From 28 June 1988 to 5 August 1988

Reliability:

1 (reliable without restriction)

Rationale for reliability incl. deficiencies:

other: Study conducted in compliance with agreed protocols, with no or minor deviations from standard test guidelines and/or minor methodological deficiencies, which do not affect the quality of the relevant results.

Data source

Materials and methods

GLP compliance:

yes

Test type:

standard acute method

Limit test:

yes

Test material

Test animals

Species:

rabbit

Strain:

New Zealand White

Sex:

male/female

Details on test animals or test system and environmental conditions:

TEST ANIMALS
- Source: Hazelton Dutchland, Inc, Denver, PA

- Weight at study initiation: 2.8 to 3.1

- Housing: Individually
- Diet (e.g. ad libitum): Purina Certified Rabbit Chow #5322
- Water (e.g. ad libitum): tap water, ad libitum
- Acclimation period: two weeks

Administration / exposure

Type of coverage:

not specified

Vehicle:

unchanged (no vehicle)

Details on dermal exposure:

TEST SITE
- Area of exposure: trunk

- Type of wrap if used: Gauze dressing and non-irritating tape, and plastic wrap, with five mL of distilled water injected under the cuff to ensure sufficient skin contact; plastic warp was covered by a cloth bandage taped securely to the fur.


REMOVAL OF TEST SUBSTANCE
- Washing (if done): Washed with mild soap and water and dried with soft disposable towel
- Time after start of exposure: 24 h


TEST MATERIAL
- Amount(s) applied (volume or weight with unit): 2000 mg of test material per kg body weight

Duration of exposure:

24 hours

Doses:

2000 mg test material per kg body weight

No. of animals per sex per dose:

5 animals total

Control animals:

not specified

Details on study design:

- Duration of observation period following administration: 15 days
- Frequency of observations and weighing: weighed on day of treatment and on test days 2, 8 and 15
- Necropsy of survivors performed: yes
- Other examinations performed: clinical signs, body weight

Statistics:

Means and standard deviations were calculated for body weights, data were evaluated for statistical outliers.

Results and discussion

Preliminary study:

no information

Mortality:

no morality

Clinical signs:

other: No effect of dermal test site or any other organ at necropsy.

Gross pathology:

No effect of dermal test site or any other organ at necropsy.

Other findings:

No information

Applicant's summary and conclusion

Interpretation of results:

other: acute dermal toxicity classified as low

Remarks:

Criteria used for interpretation of results: US EPA pesticides

Conclusions:

No LD50 could be determined at or below 2000 mg/kg bw.
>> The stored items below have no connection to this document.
Issue #1996, opened 2023-07-05
Precision of timestampNanos in logs is miliseconds instead of nanoseconds


rafal-dudek:
**Describe the bug**
StackdriverJsonLayout sets value of 'timestampNanos' log field as 
`TimeUnit.MILLISECONDS.toNanos(event.getTimeStamp() % 1_000)`  which has precision of miliseconds.
https://github.com/GoogleCloudPlatform/spring-cloud-gcp/blob/main/spring-cloud-gcp-logging/src/main/java/com/google/cloud/spring/logging/StackdriverJsonLayout.java#L276
Proper value should be `event.getNanoseconds()`

This is causing out-of-order logs in GCP Logs Explorer in some cases.

**Sample**
```
    Logger log = LoggerFactory.getLogger(GenericSpringBootApplication.class);
    log.info("1");
    log.info("2");
    log.info("3");
    log.info("4");
    log.info("5");
```
Result in kubectl logs:

> {"timestampSeconds":1688547662,"timestampNanos":662000000,"severity":"INFO","thread":"scheduling-1","message":"1"}
{"timestampSeconds":1688547662,"timestampNanos":663000000,"severity":"INFO","thread":"scheduling-1","message":"2"}
{"timestampSeconds":1688547662,"timestampNanos":663000000,"severity":"INFO","thread":"scheduling-1","message":"3"}
{"timestampSeconds":1688547662,"timestampNanos":663000000,"severity":"INFO","thread":"scheduling-1","message":"4"}
{"timestampSeconds":1688547662,"timestampNanos":663000000,"severity":"INFO","thread":"scheduling-1","message":"5"}

Result in GCP Logs Explorer:
![image](https://github.com/GoogleCloudPlatform/spring-cloud-gcp/assets/32459286/86346ebf-20fd-4a66-8c5f-33560c5267b1)

meltsufin:
Would you mind submitted a fix?

PR #2003, opened 2023-07-06
fix: timestampNanos nanos precision.

rafal-dudek:
Fix https://github.com/GoogleCloudPlatform/spring-cloud-gcp/issues/1996
I hope that testTimestampNanos() is enough. I am testing 2 logs to lower false negative possibility (when all micros and nanos are 0) to 1:1e+12

### DIFF
--- a/spring-cloud-gcp-logging/src/main/java/com/google/cloud/spring/logging/StackdriverJsonLayout.java
+++ b/spring-cloud-gcp-logging/src/main/java/com/google/cloud/spring/logging/StackdriverJsonLayout.java
@@ -271,9 +271,10 @@ public class StackdriverJsonLayout extends JsonLayout {
       map.put(
           StackdriverTraceConstants.TIMESTAMP_SECONDS_ATTRIBUTE,
           TimeUnit.MILLISECONDS.toSeconds(event.getTimeStamp()));
+      int nanoseconds = event.getNanoseconds();
       map.put(
           StackdriverTraceConstants.TIMESTAMP_NANOS_ATTRIBUTE,
-          TimeUnit.MILLISECONDS.toNanos(event.getTimeStamp() % 1_000));
+          nanoseconds == -1 ? TimeUnit.MILLISECONDS.toNanos(event.getTimeStamp() % 1_000) : nanoseconds);
     }
 
     add(
--- a/spring-cloud-gcp-logging/src/test/java/com/google/cloud/spring/logging/StackdriverJsonLayoutLoggerTests.java
+++ b/spring-cloud-gcp-logging/src/test/java/com/google/cloud/spring/logging/StackdriverJsonLayoutLoggerTests.java
@@ -247,6 +247,22 @@ class StackdriverJsonLayoutLoggerTests {
   }
 
   @Test
+  void testTimestampNanos() {
+    LOGGER.warn("test1");
+    LOGGER.warn("test2");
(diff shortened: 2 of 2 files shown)


rafal-dudek:
Working on CLA

spring-cloud-gcp-logging/src/main/java/com/google/cloud/spring/logging/StackdriverJsonLayout.java
```diff
@@ -273,7 +273,7 @@ protected Map<String, Object> toJsonMap(ILoggingEvent event) {
           TimeUnit.MILLISECONDS.toSeconds(event.getTimeStamp()));
       map.put(
           StackdriverTraceConstants.TIMESTAMP_NANOS_ATTRIBUTE,
-          TimeUnit.MILLISECONDS.toNanos(event.getTimeStamp() % 1_000));
+          event.getNanoseconds());
```
meltsufin, line 276: According to [documentation](https://logback.qos.ch/apidocs/ch/qos/logback/classic/spi/ILoggingEvent.html#getNanoseconds()), `getNanoseconds()` may return `-1`. We need to handle that case and default to the old method.

rafal-dudek: Good point. Standard LoggingEvent from logback has it but there may be other implementations without it.

spring-cloud-gcp-logging/src/test/java/com/google/cloud/spring/logging/StackdriverJsonLayoutLoggerTests.java
```diff
@@ -246,6 +246,22 @@ void testJsonSeverityLevelMapping() {
...
+
+    List<String> jsonLogRecords = Arrays.asList(new String(logOutput.toByteArray()).split("\n"));
+
+    List<Double> logTimestampNanos =
+            jsonLogRecords.stream()
+                    .map(record -> GSON.fromJson(record, Map.class))
+                    .map(data -> (Double) data.get(StackdriverTraceConstants.TIMESTAMP_NANOS_ATTRIBUTE))
+                    .collect(Collectors.toList());
+
+    assertThat(logTimestampNanos).anySatisfy(nanos -> assertThat(nanos % 1000000).isGreaterThan(0));
```
meltsufin, line 262: Can't nanos be `0` though?

rafal-dudek: Yes, I wanted to create test to ensure that there is nano precision and not just mili.
I am testing 2 logs with any greater than 0 to lower false negative possibility (when all micros and nanos are 0) to 1:1e+12.

Not sure if you like it this way or maybe just simple 1 log with nanos greaterOrEqual(0).

meltsufin: I think the way you have it is fine. As you point out, the likelihood of flakiness due to this is tiny. You might just want to make sure you are getting 2 timestamps in the array. You can even make the number of logs a variable.

rafal-dudek:
Sorry, my company can't sign the CLA. Closing.

PR #2012, opened 2023-07-08
fix: timestampNanos field with nanos precision.

Raf0:
Fix https://github.com/GoogleCloudPlatform/spring-cloud-gcp/issues/1996
@meltsufin


meltsufin:
Will you be able to sign the CLA as an individual contributor?

PR #36, opened 2024-03-22
add stopping rule if # incorrect responses exceeded

kachergis:


Zio-4 (commented):
It always counts the practice trials towards the number of incorrect.

PR #40, opened 2024-03-28
Fix - experiment ending early from corpus row count mismatch

Zio-4:
- Changing variable name maxStimulusTrials to totalTrials 
- Now accounts for all trials minus the amount of practice trials NOT given (Ex. 100 rows in corpus = 100 trials, maxPracticeTrials = 2, total trials will be 92).
- Always includes instructions. I assume that we will always want to give the amount of instructions listed in the corpus.


Zio-4:
@kachergis Going to merge so Tonya can continue working but tagging so you can see the changes

PR #43, opened 2024-04-08
Adding styling from Figma, pulling out code, updating data saved to db

Zio-4:
- Adding styling to stimulus trials from Figma
- Pulled out on_load code into a function
- Abstracted corsi block trials into a function that returns the trials, similar to afcStimulus.
- Updated data saved to Firestore. No longer saving save_trial flag and internal node id from jsPsych.

### DIFF
--- a/task-launcher/src/styles/task.scss
+++ b/task-launcher/src/styles/task.scss
@@ -630,16 +630,22 @@
 
       .jspsych-corsi-overide {
         display: grid;
-        gap: 5px; /* adjust as needed for spacing between blocks */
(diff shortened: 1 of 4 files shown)


kachergis (commented):
styling changes look great! just want to note that we still need the instructions (see video in `core-tasks/assets/memory-game/docs/`) and to implement the non-practice blocks (without feedback), including forward and backward phases with adaptively increasing grid sizes as specified below:
Screenshot 2024-04-09 at 5 10 37 PM

PR #55, opened 2024-04-17
more responsive slider layout

mikabr:


kachergis:
thank you!

kachergis (commented):
looks good -- thank you! agree that we should do a CSS clean-up after this pilot (is @natling interested??)

PR #62, opened 2024-04-24
Saving trials if flag turned on after a trial is finished

asengupta3:
Screenshot 2024-04-26 at 1 32 26 AM

### DIFF
--- a/task-launcher/src/tasks/shared/helpers/initTrialSaving.js
+++ b/task-launcher/src/tasks/shared/helpers/initTrialSaving.js
@@ -17,7 +17,10 @@ export const initTrialSaving = (config) => {
       code.apply(fn, arguments);
     };
 
-  jsPsych.opts.on_finish = extend(jsPsych.opts.on_finish, () => {
+  jsPsych.opts.on_finish = extend(jsPsych.opts.on_finish, (data) => {
+    if (data.save_trial) {
+      config.firekit.writeTrial(data);
+    }
     config.firekit.finishRun();
   });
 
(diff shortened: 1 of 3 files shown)


task-launcher/src/tasks/shared/helpers/initTrialSaving.js
```diff
@@ -17,7 +17,10 @@ export const initTrialSaving = (config) => {
       code.apply(fn, arguments);
     };
 
-  jsPsych.opts.on_finish = extend(jsPsych.opts.on_finish, () => {
+  jsPsych.opts.on_finish = extend(jsPsych.opts.on_finish, (data) => {
+    if (data.save_trial) {
+      config.firekit.writeTrial(data);
+    }
     config.firekit.finishRun();
```
Zio-4, line 24: The logic here actually doesn't need any change. In afcStimulus.js, in the shared folder, in the on_finish function, we should check if the final data includes the corpus trial type, and if not, add it to the data object. The trial type will come from the current stimulus object. It looks like there is a trialType property being saved but perhaps it is being overwritten by jsPsych after our code.

Zio-4 (changes requested):

asengupta3:
@Zio-4 I am seeing it now in the DB (please see the screenshot in the description), but not trials have it, I wonder why. The ones that don't have it looks like this:
Screenshot 2024-04-26 at 1 34 07 AM

Zio-4 (changes requested):
Looks good. Could you remove the logs? We don't have any blocks currently so after that you can merge it. Thanks!

Zio-4:
Responding to your comment: It seems to be instruction trials don't save the trial type. I tested and noticed this on Math. This is fine. In fact, we don't want to write any instruction trials to the DB so we can add that to the backlog.

PR #66, opened 2024-04-27
Heart and Flowers refactor and fix various bugs

anabonne:
- Added a pulse animation on the "valid-answer" button for instruction-practice trials and feedback trials
- Fixed non-flower expected answer being flipped in data recorded from stimulus trials
- Refactored the trials instantiations to be dynamic and done upon calling builder methods from the main buildHeartsAndFlowersTimeline() method in timeline.js
- Removed function wrapper around static assets
- Converted instruction and feedback trials to Audio
- Introduced a hard coded timeline config
- added feedback trials after each practice trial
- Fixed self-inflicted exception bug at the beginning of second mixed set of trials


task-launcher/serve/serve.js
```diff
@@ -14,6 +14,8 @@ const taskName = urlParams.get('task') ?? 'egma-math';
 const corpus = urlParams.get('corpus');
 const buttonLayout = urlParams.get('buttonLayout');
 const numOfPracticeTrials = urlParams.get('practiceTrials');
+//TODO: remove default values: Curious why we would use default values here in case we cannot parse these int,
```
anabonne, line 17: I got this wrong it's the radix not a default value!

task-launcher/src/styles/task.scss
```diff
@@ -625,8 +625,17 @@ $breakpoint-large-desktop: 1440px;
       .btn-layout-hf {
```
anabonne, line 625: This is the only change that impacts a file common to the other tasks. 
As indicated by the suffix '-hf' it is to my knowledge not used outside of the Hearts and Flowers task code.

kachergis (commented):
- should make the instruction image size (e.g., bear, skating, etc.) responsive, to scale with window width/height (currently "OK" button can be cut off at bottom)
- SP audio feedback is "Buen trabajo!" and text is "Bien hecho!" (prob not dev fault)
- may need to set a min-width for the stimulus box (will consult Michael Sulik)
- we will want to change the look-and-feel of the buttons and background to be more like our other tasks (see the figma design)
- also, Phil generally likes to remove all console.log statements

PR #69, opened 2024-04-29
 HaF: stimulus presentation time

anabonne:
just hardcoding stimulus time to configs from timeline.js


Zio-4:
For some reason, these changes break the task when you respond with arrow keys. Could you look into this?

Zio-4 (approved):

PR #73, opened 2024-04-30
Styling changes and moving to templates

asengupta3:


Zio-4:
@asengupta3 Is this ready for review? If not could you convert it to a draft? I didn't realize we could do that but we should use that feature.

task-launcher/src/tasks/hearts-and-flowers/trials/stimulus.js
```diff
@@ -22,26 +28,11 @@ export function stimulus(isPractice = false, stage, stimulusDuration, postTrialG
...
-                    </div>
-                </div>`;
+      return getLayoutTemplate(
+        null,
+        mediaAssets.images[jsPsych.timelineVariable('stimulus')],
+        jsPsych.timelineVariable('position') <= 0.5
+      );
     },
     stimulus_duration: stimulusDuration,
     post_trial_gap: isPractice? null : postTrialGap,
```
asengupta3, line 38: @anabonne the `stimulus_duration` is causing the container to disappear after sometime. Is that the expected behavior and the `post_trial_gap` is causing a flicker on the screen as well. @kachergis @Zio-4  thoughts?

kachergis: as discussed, good to not have the container disappear -- thank you!

kachergis (approved):
looks great!

task-launcher/src/tasks/hearts-and-flowers/trials/stimulus.js
anabonne: Yep we will need to make only the heart or flower disappear. For now we can just remove any timeouts on the stimulus.

PR #75, opened 2024-05-01
HaF: Last minute changes for today / this week

anabonne:
Reapplying the interStimulus interval value but this time to the fixation trial length (instead of a white screen via post_trial-gap)


kachergis (approved):
Looks great -- thanks Adrien!

Minor future ToDos:
probably remove the repetitive text from these instruction slides (could have first sentence at top, second at bottom -- or just both up top. don't need repeat sentence)
Screenshot 2024-05-01 at 1 38 51 PM

Screenshot 2024-05-01 at 1 39 02 PM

Acute dermal toxicity of XRD-498 was categorized as low.

Executive summary:

XRD-498 was evaluated for acute dermal toxicity in New Zealand White rabbits. Five rabbits per sex received a single dermal 24 -hour exposure to 2000 mg/kg of XRD-498. Parameters examined during the two-week observation period included body weights and in-life clinical observations. All animals were examined for gross pathologic changes. All animals survived the 2000 mg/kg limit test established by the guideline and therefore no other dose level was tested. All animals were in apparent good health throughout the study and gained weight by study termination. There was no effect atthe dermal test site or any other organ at necropsy. It was therefore concluded that under the conditions of this study, the acute dermal LD50 of XRD-498 was greater than 2000 mg/kg. Based on these results, the acute dermal toxicity of XRD-498 was categorized as low.